• USD/TRY has reversed back under 14.00 and is lower on the day after printing record highs close to 15.00 earlier.
  • The CBRT intervened for the fourth time in two weeks to shield TRY from post-S&P rating downgrade selling.
  • The CBRT is expected to press ahead with a widely criticised 100bps rate cut on Thursday, despite inflation above 20%.

USD/TRY has seen an explosion of volatility this Monday. Early in the European session, the pair surged above the 14.00 level (that the CBRT had spent last week defending) for the first-ever time and then came within a whisker of hitting 15.00. The surge was initially triggered after S&P Global lowered its outlook for Turkey’s sovereign credit rating to negative. The lira then rebounded after the CBRT announced a fourth FX market intervention in two weeks and USD/TRY now trades to the south of the 14.00 level once again and is actually trading in the red on the day by a small margin.

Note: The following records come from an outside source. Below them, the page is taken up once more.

PR #400, opened 2022-03-13
Specify lookup table as part of lookup gate witness

mrmr1993:
This PR tweaks the behaviour of table ID in lookups. With this, the `Lookup` gate can use different table IDs, by setting the desired table ID specified as the first witness value.

Note: the same table ID is used for all 3 lookups in the gate. It would be nice to use more, but
* we've already used all of the permutation-constrained cells in the witness
* it's best to avoid evaluating the coefficient polynomials, if we're able to
* it's best to avoid adding a new polynomial, if we're able to (technically worse than evaluating the coefficients).


mimoo:
> it's best to avoid evaluating the coefficient polynomials, if we're able to

just to check my understanding: 

* as part of the protocol the prover evaluates the grand product argument constraint
* so the verifier needs to produce its commitment to verify that evaluation
* the commitment must be linearized to avoid multiplication of commitments
* there's f, t, and s used in this equation. s and t are evaluated as part of the proof, but f is derived using lookup selector commitments which we don't evaluate

Screen Shot 2022-04-04 at 2 48 08 PM

so if we were to use the coefficients vectors to specify the table id, we'd need to choose between evaluating those or evaluating the lookup selectors

kimchi/src/circuits/lookup/lookups.rs
```diff
@@ -179,44 +179,65 @@ impl<F: Copy> SingleLookup<F> {
...
             table_id_combiner,
             self.entry.iter(),
-            i32_to_field(self.table_id),
+            &self.table_id,
         )
     }
 }
 
-impl<F: Copy> JointLookup<SingleLookup<F>> {
+impl<F: Copy> JointLookup<SingleLookup<F>, LookupTableID> {
```
mimoo, line 222: can't do `impl<F> JointLookupSpec<F> { ... }` ?

kimchi/src/circuits/lookup/lookups.rs
```diff
@@ -179,44 +179,65 @@ impl<F: Copy> SingleLookup<F> {
...
     /// Reduce linear combinations in the lookup entries to a single value, resolving local
     /// positions using the given function.
-    pub fn reduce<K, G: Fn(LocalPosition) -> K>(&self, eval: &G) -> JointLookup<K>
+    pub fn reduce<K, G: Fn(LocalPosition) -> K>(&self, eval: &G) -> JointLookupValue<K>
```
mimoo, line 225: I was really confused as to why this was taking a closure instead of writing the code without a closure, looking at this again I'm confused again

Also why can't `K` be the `F` here?

kimchi/src/circuits/lookup/lookups.rs
```diff
@@ -179,44 +179,65 @@ impl<F: Copy> SingleLookup<F> {
...
+        K: Neg<Output = K>,
+        K: From<u64>,
     {
+        let table_id = match self.table_id {
+            LookupTableID::Constant(table_id) => i32_to_field(table_id),
+            LookupTableID::WitnessColumn(column) => eval(LocalPosition {
+                row: CurrOrNext::Curr,
+                column,
+            }),
+        };
```
mimoo, line 238: maybe this should be implemented on your `TableId` type instead?

kimchi/src/circuits/lookup/constraints.rs
```diff
@@ -425,8 +427,8 @@ pub struct LookupConfiguration<F: FftField> {
     /// This is used to pad the lookups to `max_lookups_per_row` when fewer lookups are used in a
     /// particular row, so that we can treat each row uniformly as having the same number of
     /// lookups.
-    #[serde_as(as = "JointLookup<o1_utils::serialization::SerdeAs>")]
-    pub dummy_lookup: JointLookup<F>,
+    #[serde_as(as = "JointLookupValue<o1_utils::serialization::SerdeAs>")]
+    pub dummy_lookup: JointLookupValue<F>,
```
mimoo, line 431: the name still confused me today. If it's joint, then why is it still a vec :)

kimchi/src/circuits/lookup/constraints.rs
```diff
@@ -474,14 +476,14 @@ pub fn constraints<F: FftField>(configuration: &LookupConfiguration<F>, d1: D<F>
 
         // combine the columns of the dummy lookup row
         let dummy_lookup = {
-            let expr_dummy: JointLookup<ConstantExpr<F>> = JointLookup {
+            let expr_dummy: JointLookupValue<ConstantExpr<F>> = JointLookup {
```
mimoo, line 479: it'd be nice to create a type for that as well :D `JointLookupExpr`

kimchi/src/circuits/lookup/constraints.rs
```diff
@@ -474,14 +476,14 @@ pub fn constraints<F: FftField>(configuration: &LookupConfiguration<F>, d1: D<F>
...
                 entry: configuration
                     .dummy_lookup
                     .entry
                     .iter()
                     .map(|x| ConstantExpr::Literal(*x))
                     .collect(),
-                table_id: configuration.dummy_lookup.table_id,
+                table_id: ConstantExpr::Literal(configuration.dummy_lookup.table_id),
```
mimoo, line 486: this does feel unefficient though, what if your circuit doesn't make use of the XOR table, it sounds like you'd still have to include it for the dummy queries to work

kimchi/src/circuits/constraints.rs
```diff
@@ -413,7 +413,7 @@ impl<F: FftField + SquareRootField> LookupConstraintSystem<F> {
                 // table 0.
                 let dummy_lookup = JointLookup {
                     entry: vec![],
-                    table_id: 0,
+                    table_id: F::zero(),
```
mimoo, line 416: the inconvenience of havint a `table_id: F` at this point is that we can't specify these things with an enum or a hardcoded `XOR_TABLE_ID` or something

kimchi/src/circuits/serialization_helper.rs
```diff
@@ -1,4 +1,4 @@
-use crate::circuits::lookup::lookups::JointLookup;
+use crate::circuits::lookup::lookups::{JointLookup, JointLookupValue};
```
mimoo, line 1: this file should live inside lookup/

mimoo (approved):

kimchi/src/circuits/lookup/tables.rs
```diff
@@ -123,7 +123,7 @@ pub fn combine_table_entry<'a, F, I>(
     joint_combiner: &F,
     table_id_combiner: &F,
     v: I,
-    table_id: F,
+    table_id: &F,
```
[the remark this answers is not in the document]
mrmr1993: The generic allows this to also use `expr` types, so it's better not to pass them by value.

kimchi/src/circuits/lookup/lookups.rs
```diff
@@ -179,44 +179,65 @@ impl<F: Copy> SingleLookup<F> {
     }
 }
 
+/// The table ID associated with a particular lookup
+#[derive(Clone, Serialize, Deserialize, Debug)]
+pub enum LookupTableID {
+    /// Look up the value from the given fixed table ID
+    Constant(i32),
+    /// Look up the value in the table with ID given by the value in the witness column
+    WitnessColumn(usize),
```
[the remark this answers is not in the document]
mrmr1993: This is true of all current and planned lookups, although it's easy to relax if we need it.

kimchi/src/circuits/lookup/lookups.rs
mrmr1993: `K` is a vector space over `F`, which allows us to mix expr types with field constants using the same code.

kimchi/src/circuits/lookup/constraints.rs
mrmr1993: I suppose we should standardise on e.g. 'joint' meaning that it represents multiple values, and 'joined' meaning those multiple values have been combined using the joint combiner.

kimchi/src/circuits/lookup/constraints.rs
mrmr1993: The choices are currently:
* use a table with ID 0 that has an all-zero entry (e.g. XOR)
* don't use a table with ID 0, and only the dummy is in that table
We can make it more flexible -- the dummy value is free -- but because we hard-code the table ID for the fixed tables at the moment, I thought this assumption was fine.

kimchi/src/circuits/constraints.rs
mrmr1993: As above: this uses the unwritten assumption that table 0 is either empty or has an all-zero entry

mrmr1993: Perhaps that assumption ought to be written

kimchi/src/circuits/lookup/lookups.rs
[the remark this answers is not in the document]
mimoo: yeah, I was suggesting that it might be worth commenting that there :o

kimchi/src/circuits/constraints.rs
mimoo: or better: asserted

kimchi/src/circuits/lookup/constraints.rs
mimoo: I just run into this issue because my circuit was too small to host the current table. I think we should have a Zero table that's just a single column 0, and always use that table when we use lookups. The only downside I see is that if you only use the XOR table, then it will have id = 1 and will be a bit harder to combine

But traders will be cautious that the lira remains highly vulnerable to selling pressure. Turkish President Recep Erdogan remains as intransigent as ever on his determination to bully the CBRT into lowering rates (despite inflation surpassing 21% in November) and his Finance Ministry is on board. Just this morning, the newly appointed pro-Erdoganomics Finance Minister said that the government was determined not to raise interest rates. This ahead of an expected 100bps rate cut from the CBRT on Thursday to take rates to 13.0% from 14.0%, which would amount to over 500bps in easing since September.

Credit Suisse “still expect the MPC to cut the repo rate by 100bps next week on the back of political pressure despite the recent Lira sell-off and rising inflation pressures”, in line with the Bloomberg consensus. The bank is skeptical about the market assigning a higher probability of an unchanged interest rate following a recent call between the CBRT and investors. Thus, they maintain their long USD bias. Meanwhile, according to analysts at Commerzbank, “last week’s apparent relative stability of lira was artificial and non-sustainable”. “Now we see the build-up pressure unfolding, driving lira weakness to the next level,” the bank continued, adding that “any further attempts … to stabilize lira by interventions is probably bound to fail.”